(Given records Opens)

Issue #4743, opened 2026-09-03
[Bug] Coroutine Workers can lose submitted tasks when the keepalive timeout is exceeded


knisht:
### What is happening? What should have happened instead?

If a coroutine worker decides to terminate itself due to exceeded keepalive timeout, it does not inspect its local queue. This can lead to lost coroutines: the attached reproducer shows a flaky behavior where some coroutines get lost -- they are stuck either in `CREATED` or `SUSPENDED` state.

### Reproducer

```kotlin

import kotlinx.coroutines.*
import org.junit.Test
import kotlin.test.assertEquals
import kotlin.time.Duration
import kotlin.time.Duration.Companion.milliseconds
import kotlin.time.Duration.Companion.seconds

class CustomKeepaliveTest {
    @Test
    fun testFixtureDispatcherRunsEveryTaskUnderSameLoad() {
        System.setProperty("kotlinx.coroutines.scheduler.keep.alive.sec", "1")
        System.setProperty("kotlinx.coroutines.scheduler.core.pool.size", "2")
        val lost = countLostTasks(cpu = Dispatchers.Default, blocking = Dispatchers.IO)
        assertEquals(0, lost)
    }
}

private const val ITERATIONS = 10

private fun countLostTasks(cpu: CoroutineDispatcher, blocking: CoroutineDispatcher): Int {
    @Suppress("RAW_SCOPE_CREATION")
    val detached = CoroutineScope(SupervisorJob() + cpu)
    try {
        var lost = 0
        runBlocking {
            repeat(ITERATIONS) { iteration ->
                println("Iteration #$iteration begin; lost: $lost")
                val finished = withTimeoutOrNull(12.seconds) {
                    coroutineScope {
                        val victim = async(cpu) {
                            val child = detached.async { 1 }
                            withContext(blocking) { Thread.sleep(1_010) }
                            child.await()
                        }
                        repeat(2) {
                            launch(cpu) { spinFor(4_000.milliseconds) }
                        }
                        victim.await()
                    }
                }
                if (finished == null) {
                    lost++
                }
                println("Iteration #$iteration done; lost: $lost")
            }
        }
        return lost
    } finally {
        detached.cancel()
    }
}

private fun spinFor(duration: Duration) {
    val end = System.nanoTime() + duration.inWholeNanoseconds
    while (System.nanoTime() < end) {
        Thread.onSpinWait()
    }
}
```

vsalavatov:
[...]

PR #4750, opened 2026-09-07
Properly hand-off tasks from the local queue during the termination s…

qwwdfsad:
…equence

Fixes #4743

### DIFF
--- a/kotlinx-coroutines-core/jvm/src/scheduling/CoroutineScheduler.kt
+++ b/kotlinx-coroutines-core/jvm/src/scheduling/CoroutineScheduler.kt
@@ -416,7 +416,7 @@ internal class CoroutineScheduler(
         }
     }
 
-    fun createTask(block: Runnable, taskContext: TaskContext): Task {
+    private fun createTask(block: Runnable, taskContext: TaskContext): Task {
         val nanoTime = schedulerTimeSource.nanoTime()
         if (block is Task) {
             block.submissionTime = nanoTime
@@ -893,6 +893,16 @@ internal class CoroutineScheduler(
                 workers.setSynchronized(lastIndex, null)
             }
             state = WorkerState.TERMINATED
+            /*
+             * At this point, worker cannot be observed by other threads (though its queue can be in the process of stealing from).
+             * It can be the case that the local queue is not empty if during the keep-alive period all workers were
+             * busy with their own work and didn't have a chance to steal any task, there are no CPU permits and local queue
+             * contains only CPU work
+             */
+            while (true) {
+                val task = localQueue.poll() ?: break
+                dispatch(task)
+            }
         }
 
         fun findTask(mayHaveLocalTasks: Boolean): Task? {
--- a/kotlinx-coroutines-core/jvm/test/scheduling/CoroutineSchedulerWorkerTerminationTest.kt
+++ b/kotlinx-coroutines-core/jvm/test/scheduling/CoroutineSchedulerWorkerTerminationTest.kt
@@ -16,7 +16,7 @@ class CoroutineSchedulerWorkerTerminationTest : TestBase() {
     @Test(timeout = 20_000L)
     fun testWorkerTerminationDuringOversubscription() {
         repeat(25 * stressTestMultiplierSqrt) { iteration ->
-            testWorkerTerminationDuringOversubscription(iteration)
+            doTest()
         }
     }
 
@@ -28,7 +28,7 @@ class CoroutineSchedulerWorkerTerminationTest : TestBase() {
      * - No one to process it
      * - Termination of such worker
      */
-    private fun testWorkerTerminationDuringOversubscription(iteration: Int) {
+    private fun doTest() {
         val corePoolSize = 2
         val tasksCount = corePoolSize + 1
         val dispatcher = SchedulerCoroutineDispatcher(
--- a/kotlinx-coroutines-core/jvm/test/scheduling/CoroutineSchedulerWorkerTerminationTest.kt
+++ b/kotlinx-coroutines-core/jvm/test/scheduling/CoroutineSchedulerWorkerTerminationTest.kt
@@ -1,0 +1,95 @@
+package kotlinx.coroutines.scheduling
+
+import kotlinx.coroutines.*
+import kotlinx.coroutines.testing.TestBase
+import kotlinx.coroutines.testing.stressTestMultiplier
+import kotlinx.coroutines.testing.stressTestMultiplierSqrt
+import org.junit.Test
+import java.util.concurrent.ConcurrentHashMap
+import java.util.concurrent.CountDownLatch
+import java.util.concurrent.TimeUnit
+import kotlin.time.Duration.Companion.milliseconds
+
+class CoroutineSchedulerWorkerTerminationTest : TestBase() {
+
+    // Note: right now test is timing sensitive because it awaits for the worker termination
+    @Test(timeout = 20_000L)
+    fun testWorkerTerminationDuringOversubscription() {
+        repeat(25 * stressTestMultiplierSqrt) { iteration ->
+            testWorkerTerminationDuringOversubscription(iteration)
+        }
+    }
+
+    /**
+     * Emulates oversubscription + worker termination pattern.
+     * What we want to recreate:
+     * - IO worker
+     * - CPU task in local queue
+     * - No one to process it
+     * - Termination of such worker
+     */
+    private fun testWorkerTerminationDuringOversubscription(iteration: Int) {
+        val corePoolSize = 2
+        val tasksCount = corePoolSize + 1
+        val dispatcher = SchedulerCoroutineDispatcher(
+            corePoolSize,
+            maxPoolSize = tasksCount,
+            idleWorkerKeepAliveNs = TimeUnit.MILLISECONDS.toNanos(50)
+        )
+
+        val workers = ConcurrentHashMap.newKeySet<Thread>()
+        val allWorkersCreated = CountDownLatch(tasksCount)
+        val blockingTasksBlocker = CountDownLatch(1)
+        val cpuThreads = ConcurrentHashMap.newKeySet<Thread>()
+        val cpuThreadsReachedThis = CountDownLatch(corePoolSize)
+        val cpuThreadsBlocked = CountDownLatch(1)
+        val cpuThreadsFinished = CountDownLatch(tasksCount)
+        val cpuScope = CoroutineScope(SupervisorJob() + dispatcher)
+
+        fun recordWorker() {
+            if (workers.add(Thread.currentThread())) allWorkersCreated.countDown()
+        }
+        repeat(tasksCount) {
+            cpuScope.launch {
+                // It would've been so much easier if a dispatch of a CPU task from a blocking thread
+                // wouldn't been redirecting everything to the global queue.
+                // Anyway: spam tasks until there are three blocking tasks properly created and blocking the whole scheduler.
+                while (allWorkersCreated.count > 0) {
+                    dispatcher.dispatchWithContext(Runnable {
+                        recordWorker()
+                        blockingTasksBlocker.await()
+                    }, BlockingContext, false)
+
+                    yield()
+                }
+
+                /*
+                 * Here we have the following state (test-wise, not line-wise), dear reader:
+                 * - 3 out of 3 threads are blocked fully in the IO (BlockingContext) task
+                 * - Each of these three threads has a CPU task in its local queue
+                 * - These CPU tasks are, well, this very line of code
+                 * - We release these blocking tasks, making this two out of three (!) executing
+                 * - They record their thread and notify test coordinator
+                 * - Test coordinator waits for the thread to shut down
+                 * - Then releases 2 CPU tasks, 3rd one should execute
+                 */
+                cpuThreads += Thread.currentThread()
+                cpuThreadsReachedThis.countDown()
+                cpuThreadsBlocked.await()
+                cpuThreadsFinished.countDown()
+            }
+        }
+
+        allWorkersCreated.await() // Wait all
+        blockingTasksBlocker.countDown() // Ublock all blocking
+        cpuThreadsReachedThis.await() // Wait all
+
+        // Quickly terminates, thanks keep alive timeout
+        val retiringWorker = workers.single { it !in cpuThreads }
+        retiringWorker.join()
+
+        cpuThreadsBlocked.countDown() // Unblock
+        cpuThreadsFinished.await() // Wait
+        dispatcher.close()
+    }
+}


kotlinx-coroutines-core/jvm/test/scheduling/CoroutineSchedulerWorkerTerminationTest.kt
```diff
@@ -0,0 +1,95 @@
...
+import java.util.concurrent.ConcurrentHashMap
+import java.util.concurrent.CountDownLatch
+import java.util.concurrent.TimeUnit
+import kotlin.time.Duration.Companion.milliseconds
+
+class CoroutineSchedulerWorkerTerminationTest : TestBase() {
+
+    // Note: right now test is timing sensitive because it awaits for the worker termination
+    @Test(timeout = 20_000L)
+    fun testWorkerTerminationDuringOversubscription() {
```
qwwdfsad, line 17: The fix is trivial; it's the test that I spent most of my time on.

I suggest reviewing this carefully, I've reiterated on it quite a few times

kotlinx-coroutines-core/jvm/test/scheduling/CoroutineSchedulerWorkerTerminationTest.kt
```diff
@@ -0,0 +1,95 @@
...
+                 */
+                cpuThreads += Thread.currentThread()
+                cpuThreadsReachedThis.countDown()
+                cpuThreadsBlocked.await()
+                cpuThreadsFinished.countDown()
+            }
+        }
+
+        allWorkersCreated.await() // Wait all
+        blockingTasksBlocker.countDown() // Ublock all blocking
```
vsalavatov, line 84: small typo

dkhalanskyjb: Brand recognition for https://addons.mozilla.org/en-US/firefox/addon/ublock-origin/

kotlinx-coroutines-core/jvm/src/scheduling/CoroutineScheduler.kt
```diff
@@ -893,6 +893,16 @@ internal class CoroutineScheduler(
...
             state = WorkerState.TERMINATED
+            /*
+             * At this point, worker cannot be observed by other threads (though its queue can be in the process of stealing from).
+             * It can be the case that the local queue is not empty if during the keep-alive period all workers were
+             * busy with their own work and didn't have a chance to steal any task, there are no CPU permits and local queue
+             * contains only CPU work
+             */
+            while (true) {
+                val task = localQueue.poll() ?: break
+                dispatch(task)
```
dkhalanskyjb, line 904: By going through the `dispatch` logic, we'll observe the following effects:
```kotlin
trackTask()
task.submissionTime = nanoTime
globalCpuQueue.addLast(task)
signalCpuWork()
```
1) Won't calling `trackTask()` twice lead to double-counting it? It's not that important, as it's just test code, but it is still an eyesore.
2) Updating the `nanoTime` reduces the "staleness" of the task, which does have some effect on the decision to steal it or not. Isn't doing that strictly worse than not doing that?
3) Using `globalCpuQueue` does seem reasonable in this case!
4) The significance of `signalCpuWork()` isn't clear to me. ~We're assuming that all CPU workers are taken, so no need to signal them.~ EDIT: well, assuming a nasty race, we should signal the work, though. If this worker waits for an eternity to do its cleanup, there may be no CPU workers by the time the tasks enter the global queue.

To sum it up: won't it be strictly better, as well as semantically clearer, to do this instead?
```kotlin
localQueue.offloadAllWorkTo(globalCpuQueue)
signalCpuWork() // EDIT
```

kotlinx-coroutines-core/jvm/test/scheduling/CoroutineSchedulerWorkerTerminationTest.kt
```diff
@@ -0,0 +1,95 @@
+package kotlinx.coroutines.scheduling
+
+import kotlinx.coroutines.*
+import kotlinx.coroutines.testing.TestBase
+import kotlinx.coroutines.testing.stressTestMultiplier
+import kotlinx.coroutines.testing.stressTestMultiplierSqrt
+import org.junit.Test
+import java.util.concurrent.ConcurrentHashMap
+import java.util.concurrent.CountDownLatch
```
dkhalanskyjb, line 9: Style: we have our own `kotlinx.coroutines.testing.CountDownLatch` now.

kotlinx-coroutines-core/jvm/test/scheduling/CoroutineSchedulerWorkerTerminationTest.kt
```diff
@@ -0,0 +1,95 @@
+package kotlinx.coroutines.scheduling
+
+import kotlinx.coroutines.*
+import kotlinx.coroutines.testing.TestBase
+import kotlinx.coroutines.testing.stressTestMultiplier
+import kotlinx.coroutines.testing.stressTestMultiplierSqrt
+import org.junit.Test
```
dkhalanskyjb, line 7: Style:
```suggestion
import kotlin.test.*
```

kotlinx-coroutines-core/jvm/test/scheduling/CoroutineSchedulerWorkerTerminationTest.kt
```diff
@@ -0,0 +1,95 @@
...
+     */
+    private fun doTest() {
+        val corePoolSize = 2
+        val tasksCount = corePoolSize + 1
+        val dispatcher = SchedulerCoroutineDispatcher(
+            corePoolSize,
+            maxPoolSize = tasksCount,
+            idleWorkerKeepAliveNs = TimeUnit.MILLISECONDS.toNanos(50)
+        )
+
```
dkhalanskyjb, line 39: From https://github.com/Kotlin/kotlinx.coroutines/blob/master/CONTRIBUTING.md :
> Do not add extra newlines in function bodies: if you feel that blocks of code should be logically separated, then separate them with a comment instead.

kotlinx-coroutines-core/jvm/src/scheduling/CoroutineScheduler.kt
qwwdfsad: 1) Might be the case
2) Shouldn't matter because the task will be offloaded to the global CPU queue, where timings do not matter

>To sum it up: won't it be strictly better, as well as semantically clearer, to do this instead?

That was my first idea, but I decided against it. The problem is that the moment you start applying tailored solutions (like the originally proposed snippet with a plain submit), it's easy to miss a subtle invariant (such as signalling). Taking this is a *very* occasional code path, I decided to keep it absolutely straightforward and, so to speak, to empty the kettle -- thus the regular dispatch that does a bit of extra.

dkhalanskyjb: Your proposed solution extracts a task without executing it and then adds it back, and that is not straightforward at all. Now, the scheduler has two separate paths through which a task can leave it altogether (before being immediately re-added)—one of which is very occasional, indeed. To see that out-of-band task extraction from the scheduler is non-obvious, consider that for blocking tasks, we would also need to call `decrementBlockingTasks`.

To me, moving a task between queues is much more natural, even if the case here is a bit weird in that it *pushes* a task to some other queue, whereas in the rest of the scheduler, tasks are *pulled*.

kotlinx-coroutines-core/jvm/test/scheduling/CoroutineSchedulerWorkerTerminationTest.kt
```diff
@@ -0,0 +1,95 @@
...
+import java.util.concurrent.CountDownLatch
+import java.util.concurrent.TimeUnit
+import kotlin.time.Duration.Companion.milliseconds
+
+class CoroutineSchedulerWorkerTerminationTest : TestBase() {
+
+    // Note: right now test is timing sensitive because it awaits for the worker termination
+    @Test(timeout = 20_000L)
+    fun testWorkerTerminationDuringOversubscription() {
+        repeat(25 * stressTestMultiplierSqrt) { iteration ->
```
dkhalanskyjb, line 18: Style: unused.

kotlinx-coroutines-core/jvm/test/scheduling/CoroutineSchedulerWorkerTerminationTest.kt
```diff
@@ -0,0 +1,95 @@
...
+import org.junit.Test
+import java.util.concurrent.ConcurrentHashMap
+import java.util.concurrent.CountDownLatch
+import java.util.concurrent.TimeUnit
+import kotlin.time.Duration.Companion.milliseconds
+
+class CoroutineSchedulerWorkerTerminationTest : TestBase() {
+
+    // Note: right now test is timing sensitive because it awaits for the worker termination
+    @Test(timeout = 20_000L)
```
dkhalanskyjb, line 16: Style: clearer to time out in `cpuThreadsFinished.await()`, to highlight which exact part is expected to hang on a regression (and which hang points to some different issue).

kotlinx-coroutines-core/jvm/test/scheduling/CoroutineSchedulerWorkerTerminationTest.kt
```diff
@@ -0,0 +1,95 @@
...
+                    dispatcher.dispatchWithContext(Runnable {
+                        recordWorker()
+                        blockingTasksBlocker.await()
+                    }, BlockingContext, false)
+
+                    yield()
+                }
+
+                /*
+                 * Here we have the following state (test-wise, not line-wise), dear reader:
```
dkhalanskyjb, line 67:
```suggestion
                 * Before this line executes in any of the coroutines, the state we want is:
```

kotlinx-coroutines-core/jvm/test/scheduling/CoroutineSchedulerWorkerTerminationTest.kt
```diff
@@ -0,0 +1,95 @@
...
+            idleWorkerKeepAliveNs = TimeUnit.MILLISECONDS.toNanos(50)
+        )
+
+        val workers = ConcurrentHashMap.newKeySet<Thread>()
+        val allWorkersCreated = CountDownLatch(tasksCount)
+        val blockingTasksBlocker = CountDownLatch(1)
+        val cpuThreads = ConcurrentHashMap.newKeySet<Thread>()
+        val cpuThreadsReachedThis = CountDownLatch(corePoolSize)
+        val cpuThreadsBlocked = CountDownLatch(1)
+        val cpuThreadsFinished = CountDownLatch(tasksCount)
```
dkhalanskyjb: Style: seems unnecessary, since we can instead await the coroutines. `withTimeout` will be able to handle the timeout, with no JUnit tricks.

kotlinx-coroutines-core/jvm/test/scheduling/CoroutineSchedulerWorkerTerminationTest.kt
```diff
@@ -0,0 +1,95 @@
...
+                        blockingTasksBlocker.await()
+                    }, BlockingContext, false)
+
+                    yield()
+                }
+
+                /*
+                 * Here we have the following state (test-wise, not line-wise), dear reader:
+                 * - 3 out of 3 threads are blocked fully in the IO (BlockingContext) task
+                 * - Each of these three threads has a CPU task in its local queue
```
dkhalanskyjb, line 69:
```suggestion
                 * - Each of these three threads has a CPU task in its local queue
                 *   (may not be true, the CPU task may be in the global queue, making the test non-deterministic)
```

dkhalanskyjb (commented):
The change in general and the test in particular both make sense. The test could benefit from differentiating between the events that is *sure* to happen and the state that *may* be observed with some probability—right now, the comments state, if we are to believe them, that the test deterministically detects the issue.

kotlinx-coroutines-core/jvm/test/scheduling/CoroutineSchedulerWorkerTerminationTest.kt
murfel: It's not equivalent to the `java.util.concurrent.CountDownLatch` though, ours is not reusable. We made it because we needed a quick hack to port the tests and not spend tons of time ~~verifying the port of the j.u.c implementation~~ (edit: we can still make it reusable, without importing the whole j.u.c data structure, but it also required a bit of careful pondering, so I didn't do it because we didn't need it). I will document it now.

dkhalanskyjb: Could it be that you are confusing a barrier with a latch? `CountDownLatch` isn't reusable anyway, you can only fully lower it once.

murfel: Oh, of course.

kotlinx-coroutines-core/jvm/test/scheduling/CoroutineSchedulerWorkerTerminationTest.kt
murfel: ok

kotlinx-coroutines-core/jvm/test/scheduling/CoroutineSchedulerWorkerTerminationTest.kt
qwwdfsad: I would prefer not to touch it:

* It doesn't change anything in this particular PR, it is a mechanical change for the sake of a mechanical change. If we wish to use _only_ our own test primitives in our own tests, I'd prefer to do it in a more consolidated manner
* For the code (the test, invariants) that is already subtle enough, I would strongly, strongly prefer to use a primitive that is 100% battle-tested and has as many precise (semantics-wise and implementation-flavour-wise) details as possible. ATM, `kotlinx.coroutines.testing.CountDownLatch` is not deliberately tested, and I'd like to avoid clashing correctness issues in `CoroutineScheduler` with potential correctness issues in k.c.t.CDL

kotlinx-coroutines-core/jvm/src/scheduling/CoroutineScheduler.kt
qwwdfsad: >localQueue.offloadAllWorkTo(globalCpuQueue)
>signalCpuWork() 

Here we offload _some_ number of tasks, but wake up only a single worker, leading to the same problem in disguise. The subtle invariant that is easy to miss and the thing I don't want to wrestle with.

>To see that out-of-band task extraction from the scheduler is non-obvious, consider that for blocking tasks

Yep, but blocking tasks cannot end up in this queue at this point.

The trade-off for me is the following -- on the one hand, we reuse `dispatch` machinery, which can interfere with tests (albeit unlikely) and also comes with a bit of potential overhead, on the other -- we have to maintain a set of subtle invariants in two places instead of one, and at the point of fixing, and two attempts out of three missed an invariant and suggested a fix with an actual bug. Anyway, that's two unpleasant things to choose from that have a potato-potato flavour. I prefer the one with `dispatch`

qwwdfsad: Maybe the winning move is not to play this game -- instead of redispatching, do something like `  if (localQueue.size != 0) return` in `tryTerminateWorker`. WDYT?

dkhalanskyjb: > Yep, but blocking tasks cannot end up in this queue at this point.

That's beside the point, though, I merely tried to highlight that we must maintain two places with tricky invariants in any case: either on entering the global queue or on leaving it. `dispatch` doesn't save us from the problem in general. The fact that `dispatch` has more overhead and may interfere with tests is what causes me to prefer not doing that.

> `return`

I don't understand immediately how that would work. A thread doesn't get a CPU permit, doesn't have anything else to do, gets bored, and wants to terminate. Then it notices it still has work, wakes up—and then what? Keep parking and unparking until it happens to snatch a CPU permit or someone steals all its tasks?

kotlinx-coroutines-core/jvm/test/scheduling/CoroutineSchedulerWorkerTerminationTest.kt
dkhalanskyjb: The idea was to do it for the sake of having a wider area that tests our common-code thread parking/unparking in extreme scenarios like this one.

Though that's not important on the JVM, as we're only wrapping the usual JVM thread parking. So, it's fine to leave this as is.

> ATM, `kotlinx.coroutines.testing.CountDownLatch` is not deliberately tested

It's somewhat tested: https://github.com/Kotlin/kotlinx-atomicfu/blob/master/atomicfu/src/concurrentTest/kotlin/kotlinx/atomicfu/locks/LatchTest.kt

kotlinx-coroutines-core/jvm/src/scheduling/CoroutineScheduler.kt
qwwdfsad: >I don't understand immediately how that would work. 

While the system makes no CPU progress (e.g. all CPU permits are blocked), a thread without a permit that has some local CPU tasks in its queue will be kept alive (waking up every `idleWorkerKeepAliveNs`) until system makes some progress

kotlinx-coroutines-core/jvm/test/scheduling/CoroutineSchedulerWorkerTerminationTest.kt
```diff
@@ -0,0 +1,88 @@
...
+                    dispatcher.dispatchWithContext(Runnable {
+                        recordWorker()
+                        blockingTasksBlocker.await()
+                    }, BlockingContext, false)
+                    yield()
+                }
+                /*
+                 * Before this line executes in any of the coroutines, the state we want is:
+                 * - 3 out of 3 threads are blocked fully in the IO (BlockingContext) task
+                 *- Each of these three threads has a CPU task in its local queue
```
dkhalanskyjb:
```suggestion
                 * - Each of these three threads has a CPU task in its local queue
```

dkhalanskyjb (approved):

kotlinx-coroutines-core/jvm/src/scheduling/CoroutineScheduler.kt
qwwdfsad: Seems like it would be a preferable fix only after #4752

(Given records Closes)

* Problem description
Each line that holds the string "process" counts once. Give the total for the listing and nothing else.

* Result of the task
4